» **RECORD SET**
== Segment start ==
PR #621, opened 2026-09-15
Fix gray finance report page with a stale financial year

PeterRude:
Finansrapporten kunne vise en grå side, når sessionen henviste til et regnskabsår, der ikke længere fandtes. I test_48 blev år 2 valgt, selv om kun år 1 eksisterede. Den tomme kontoplan udløste en fatal PHP-fejl ved count($kontonr).

Rapportforsiden kontrollerer nu det ønskede år og bruger brugerens regnskabsår eller et eksisterende år som fallback. Manglende regnskabsår giver en forklaring, og en tom kontoplan håndteres også i kontovælgerens JavaScript-data.

Kun finans/rapport_includes/forside.php er ændret.

Validering:
- Genskabt den oprindelige count(null)-fejl med år 2 og data fra test_48.
- Efter rettelsen giver år 1 og år 2 samme komplette rapportforside uden PHP-fejl i CLI-testen mod test_48, kørt i en skrivebeskyttet transaktion. Oversættelsesopslag var erstattet i testkørslen for at undgå automatisk oprettelse af tekster.
- PHP-syntakskontrol og git diff --check bestået.

Manuelle testscenarier (endnu ikke browserafprøvet):
- Åbn finans/rapport.php med test_48 og et gammelt sessionsår 2: år 1 og dets kontoplan skal vises.
- Skift mellem to eksisterende regnskabsår: perioder og kontovalg skal følge det valgte år.
- Åbn et eksisterende år uden kontoplan: siden skal vises uden PHP- eller JavaScript-fejl.
- Åbn rapporten i et regnskab uden regnskabsår: en forklaring skal vises frem for en grå side.

## Summary by CodeRabbit

- **Bug Fixes**
  - Improved financial year selection by validating requested years and falling back to the user’s default when needed.
  - Added a clear message when no financial years are available.
  - Ensured reports use valid year and account defaults when selections are missing or outdated.
  - Improved account handling so available accounts are mapped and displayed reliably.


ZaynSaul (changes requested):
The core fix is right — the old code crashed with count(null) on an empty kontoplan, and the new array_keys($kontonr) + initialized arrays correctly address that root cause. Good catch, and the intval($regnaar) / db_escape_string($brugernavn) additions close a pre-existing latent SQL injection spot as a side benefit.

One thing to fix before merging: the new "zero financial years" early-return (forside.php ~L101-113) prints a bare paragraph and returns before the page header, menu, and footer are ever emitted — forside() is the only thing rapport.php calls to render the page, so this replaces the crash with a page that has no navigation at all. Could you route this through the normal header/menu/footer instead of the early return?

CodeRabbit's other finding (zero-account state where selectors disable but submit stays enabled) is still valid on the current diff too, though lower severity.

You already flagged "no financial year" as not yet browser-tested — please verify that scenario plus a year with an empty kontoplan reaching submit before this goes in.

LuiHedlund02:
@PeterRude address Saul’s current-head change request before the finance review: the no-financial-year response must retain normal page navigation, and the zero-account state must not allow an invalid submit. Test both empty-year and empty-chart states. Then request @ZaynSaul to re-review the fixes and @SirRolin to decide whether silently choosing the newest fiscal year is the intended reporting policy.

LuiHedlund02:
@ZaynSaul @PeterRude pushed `ef0e1ac` with the two review fixes.

**1. No financial year keeps its navigation.** The header/menu emission (`topline_settings.php` + the `$menu == 'T'` / `'S'` / old-design blocks and the body `<td>`/table opening) is now moved above the `!$antal_regnaar` guard, so that state renders through the exact same topline, menu and footer as the normal path — only the body area differs, showing "Der er ikke oprettet et regnskabsår. Opret et regnskabsår under Indstillinger." The guard then closes the same tables the normal path closes and includes `topmenu/footer.php` / `oldDesign/footer.php` before returning. Nothing between the old and new header position emits output, so the move is output-order safe.

**2. Empty chart of accounts blocks submit.** New `$kontiDisabled` flag (set next to `$antal_konti`) disables `konto_fra`, `konto_til` and the OK submit button together, in both the top-menu and old-design layouts. The `0 : ` fallback options are no longer emitted when there are no accounts, so PHP and `finans_forside.js` (`const konti = []`) now show the same explicit no-accounts state, plus a short Danish line explaining why OK is greyed out. `kontrolspor`/`bankReconcile` are left enabled — they do not take account bounds.

**Verified:** `php -l` clean; both states rendered offline through a throwaway harness (stubbed `db_select`/`findtekst`) against `$menu = 'S'` and `'T'`: header + menu + footer present in the zero-year output, `select name=konto_fra disabled` / `konto_til disabled` / `name='submit' disabled` present in the empty-kontoplan output, and no PHP warnings or notices in any of the four combinations.

**Not verified:** no real browser run against a live tenant — I have no tenant with zero financial years or an empty kontoplan in the local stack, so the two states were not clicked through, and the full submit path in `rapport.php` with empty account bounds was not exercised (the disabled button blocks it from the UI, but a crafted POST still reaches the handler). Worth one manual check before merge.

ZaynSaul (approved):
Verified the fix directly. The header/menu/footer include block is now emitted before the `!$antal_regnaar` early return, so the no-financial-year page keeps full navigation and footer instead of the bare message. `$kontiDisabled` correctly greys out both account selects and both submit buttons when `$antal_konti` is 0, with the new "no accounts in this chart" message. Matches the two review points exactly. LGTM.

ZaynSaul (changes requested):
Correcting my review: two issues with my approval.

**Decision:** Request changes.

1. **Outstanding named ask, not flagged.** Lui's comment (2026-09-16T08:28:56Z) explicitly asked @SirRolin to decide whether silently choosing the newest fiscal year is the intended reporting policy, not just a display bug. SirRolin has not commented anywhere on this thread. My approval ("Matches the two review points exactly. LGTM.") didn't mention this is still unanswered — a policy question I can't clear on my own.

2. **Blended testing claim.** Lui's own fix-announcement comment (2026-09-17T16:47:11Z, six minutes before my approval) says explicitly: "Not verified — no real browser run against a live tenant," and that his own test was an offline stubbed harness. My approval said "Verified the fix directly" without distinguishing my static code read from that still-open live-verification gap.

**Testing, split explicitly:**
- I ran/checked myself: read the current head (`ef0e1ac1`) directly — the header/menu/footer now render before the `!$antal_regnaar` guard, and `$kontiDisabled` correctly greys out both the year selects and submit. That part of the fix is genuinely present.
- Author-reported: Lui's fix used an offline stubbed test harness, not a live tenant.
- Never verified by anyone: an actual browser run against a real tenant with a stale financial year — Lui flagged this as still needed.

**Owner:** SirRolin for the policy question (blocks merge until answered — this determines whether "pick the newest year" is even the right behavior, not just whether the greying-out UI works); author or reviewer for the live-tenant browser check before this is treated as deployment-ready.

Will re-approve once SirRolin answers and the live check is done.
== Segment end ==
» **WHAT THE EXERCISE ASKS**
Above are the entries. Copy exactly the part that opens with the line containing "Finansrapporten kunne vise" and closes with the line containing "The core fix", and no more.

» **RESPONSE TO THE EXERCISE**
Finansrapporten kunne vise en grå side, når sessionen henviste til et regnskabsår, der ikke længere fandtes. I test_48 blev år 2 valgt, selv om kun år 1 eksisterede. Den tomme kontoplan udløste en fatal PHP-fejl ved count($kontonr).

Rapportforsiden kontrollerer nu det ønskede år og bruger brugerens regnskabsår eller et eksisterende år som fallback. Manglende regnskabsår giver en forklaring, og en tom kontoplan håndteres også i kontovælgerens JavaScript-data.

Kun finans/rapport_includes/forside.php er ændret.

Validering:
- Genskabt den oprindelige count(null)-fejl med år 2 og data fra test_48.
- Efter rettelsen giver år 1 og år 2 samme komplette rapportforside uden PHP-fejl i CLI-testen mod test_48, kørt i en skrivebeskyttet transaktion. Oversættelsesopslag var erstattet i testkørslen for at undgå automatisk oprettelse af tekster.
- PHP-syntakskontrol og git diff --check bestået.

Manuelle testscenarier (endnu ikke browserafprøvet):
- Åbn finans/rapport.php med test_48 og et gammelt sessionsår 2: år 1 og dets kontoplan skal vises.
- Skift mellem to eksisterende regnskabsår: perioder og kontovalg skal følge det valgte år.
- Åbn et eksisterende år uden kontoplan: siden skal vises uden PHP- eller JavaScript-fejl.
- Åbn rapporten i et regnskab uden regnskabsår: en forklaring skal vises frem for en grå side.

## Summary by CodeRabbit

- **Bug Fixes**
  - Improved financial year selection by validating requested years and falling back to the user’s default when needed.
  - Added a clear message when no financial years are available.
  - Ensured reports use valid year and account defaults when selections are missing or outdated.
  - Improved account handling so available accounts are mapped and displayed reliably.


ZaynSaul (changes requested):
The core fix is right — the old code crashed with count(null) on an empty kontoplan, and the new array_keys($kontonr) + initialized arrays correctly address that root cause. Good catch, and the intval($regnaar) / db_escape_string($brugernavn) additions close a pre-existing latent SQL injection spot as a side benefit.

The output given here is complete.